▸ TASK
Find the number of lines below in which the word "vector" appears, and write that number only.

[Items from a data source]
PR #240, opened 2024-11-25
Add a utility function to GeometryOpsCore, to get geometries from any data structure

asinghvi17:
a generic utility inspired by similar functions in Rasters.jl and elsewhere - returns a vector of the geometries in a given object, be it a feature collection, table, iterable of geometries, or whatever.

Potential next steps:
- `get_geometries(x) do geom` that rebuilds the given structure as far as possible - this is the same as `apply(::AbstractGeometryTrait)` though....
- treatment of dataframes with multiple columns

Also: do we want this here?  in GeoInterface?

### DIFF
--- a/GeometryOpsCore/src/geometry_utils.jl
+++ b/GeometryOpsCore/src/geometry_utils.jl
@@ -1,3 +1,35 @@
 
 _linearring(geom::GI.LineString) = GI.LinearRing(parent(geom); extent=geom.extent, crs=geom.crs)
 _linearring(geom::GI.LinearRing) = geom
+
+
+function get_geometries(x)
+    if GI.isgeometry(x)
+        return x
+    # elseif GI.isgeometrycollection(x)
+    #     return GI.getgeom(x)
+    elseif GI.isfeature(x)
+        return GI.geometry(x)
+    elseif GI.isfeaturecollection(x)
+        return [GI.geometry(f) for f in GI.getfeature(x)]
+    elseif Tables.istable(x) && Tables.hascolumn(x, first(GI.geometrycolumns(x)))
+        return Tables.getcolumn(x, first(GI.geometrycolumns(x)))
+    else
+        c = collect(x)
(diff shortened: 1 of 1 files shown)


GeometryOpsCore/src/geometry_utils.jl
```diff
@@ -1,3 +1,35 @@
...
+    # elseif GI.isgeometrycollection(x)
+    #     return GI.getgeom(x)
+    elseif GI.isfeature(x)
+        return GI.geometry(x)
+    elseif GI.isfeaturecollection(x)
+        return [GI.geometry(f) for f in GI.getfeature(x)]
+    elseif Tables.istable(x) && Tables.hascolumn(x, first(GI.geometrycolumns(x)))
+        return Tables.getcolumn(x, first(GI.geometrycolumns(x)))
+    else
+        c = collect(x)
```
rafaqz, line 18: Probably want to skip this if x is already an AbstractArray

rafaqz (approved):
Nice. We can delete the function from Rasters then and use this

GeometryOpsCore/src/geometry_utils.jl
```diff
@@ -1,3 +1,35 @@
 
 _linearring(geom::GI.LineString) = GI.LinearRing(parent(geom); extent=geom.extent, crs=geom.crs)
 _linearring(geom::GI.LinearRing) = geom
+
+
+function get_geometries(x)
+    if GI.isgeometry(x)
+        return x
+    # elseif GI.isgeometrycollection(x)
+    #     return GI.getgeom(x)
```
rafaqz, line 10: This would need `collect`, and needs to be checked first

asinghvi17: Checked as in?

rafaqz:
Is there a reason we didn't merge this?

asinghvi17:
Don't think so...just waiting for me to make that one change you mentioned. 

I was thinking of checking `Base.has_offset_axes` and if so calling `vec` on the array...this way we ensure that the array is one indexed.

PR #253, opened 2025-01-25
Allow n-dimensional arrays into polygonize in DD

asinghvi17:
This allows polygonize over an n-dimensional datacube to generate an n-2 dimensional datacube of geometries / featurecollections...kind of like R style vector data cubes.

Maybe we should allow the values to be unpacked into an n-1th dimension so we can unpack the polygons too.

### DIFF
--- a/ext/GeometryOpsDimensionalDataExt/GeometryOpsDimensionalDataExt.jl
+++ b/ext/GeometryOpsDimensionalDataExt/GeometryOpsDimensionalDataExt.jl
@@ -4,8 +4,10 @@ import DimensionalData as DD
 import GeometryOps as GO
 import GeoInterface as GI
 
-function GO.polygonize(A::DD.AbstractDimArray; dims=(DD.X(), DD.Y()), crs=GI.crs(A), kw...)
+function GO.polygonize(A::DD.AbstractDimArray{T, N}; dims=(DD.XDim, DD.YDim), crs=GI.crs(A), kw...) where {T, N}
+    # Extract the lookups of the dimensions we care about
     lookups = DD.lookup(A, dims)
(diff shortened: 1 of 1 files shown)


ext/GeometryOpsDimensionalDataExt/GeometryOpsDimensionalDataExt.jl
```diff
@@ -14,7 +16,24 @@ function GO.polygonize(A::DD.AbstractDimArray; dims=(DD.X(), DD.Y()), crs=GI.crs
...
+    if N < 2
+        error("Array had $N dimensions, but it must have at least two!")
+    elseif N == 2
+        # If ndims == 2, then we polygonize directly, and return the output as requested.
+        Ap = PermutedDimsArray(A, dims)
+        GO.polygonize(bounds_vecs..., Ap; crs, kw...)
+    else
+        map(eachslice(A; dims = DD.otherdims(A, dims))) do a
+            ap = PermutedDimsArray(a, dims)
+            GO.polygonize(bounds_vecs..., a; crs, kw...)
```
rafaqz, line 33: Can we just pass through the dims kw instead of permuting?

asinghvi17: The x and y dims need to be in the same order as the lookups though, so I'm not sure how we'd do this...

rafaqz: Doesn't it already fix that with `dims` ordering? It probably should...

Maybe it's counter intuitive but reordering dims in the inner loop is essentially free, so usually faster than array wrappers that have a runtime Indirection

PR #1671, opened 2025-03-17
fix: build distribution with podman

jeffmaury:
# What does this PR do?

Update the container build script so that it is compatible with podman. The --progress=plain is now the default option and can be overriden.

## Test Plan
N/A

[//]: # (## Documentation)

### DIFF
--- a/llama_stack/distribution/build_container.sh
+++ b/llama_stack/distribution/build_container.sh
@@ -43,7 +43,7 @@ RED='\033[0;31m'
 NC='\033[0m' # No Color
 
 CONTAINER_BINARY=${CONTAINER_BINARY:-docker}
-CONTAINER_OPTS=${CONTAINER_OPTS:-}
+CONTAINER_OPTS=${CONTAINER_OPTS:---progress=plain}
 
 TEMP_DIR=$(mktemp -d)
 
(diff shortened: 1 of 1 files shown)


terrytangyuan (commented):
Could you elaborate why it is needed? Building with podman has worked for us so far

jeffmaury:
> Could you elaborate why it is needed? Building with podman has worked for us so far

Podman does not support - - progress for me

raghotham (approved):

llama_stack/distribution/build_container.sh
```diff
@@ -43,7 +43,7 @@ RED='\033[0;31m'
 NC='\033[0m' # No Color
 
 CONTAINER_BINARY=${CONTAINER_BINARY:-docker}
-CONTAINER_OPTS=${CONTAINER_OPTS:-}
+CONTAINER_OPTS=${CONTAINER_OPTS:---progress=plain}
```
terrytangyuan, line 46: We should also check `CONTAINER_BINARY` and skip if it's podman?

terrytangyuan:
>Podman does not support --progress for me

I see so this might be added after the refactoring. Podman does have a `--no-progress` though it's the opposite.

llama_stack/distribution/build_container.sh
leseb: It’s not a crucial flag; I’d simply remove it and let users add it back via CONTAINER_OPTS if they really need it. So that we avoid the extra overhead of checking `CONTAINER_BINARY`.

Also my podman version 5.2.0 does not complain about this flag... Maybe just give it an update?

jeffmaury: I'm on latest Podman (5.4.1)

▸ ANSWER TO THIS TASK
2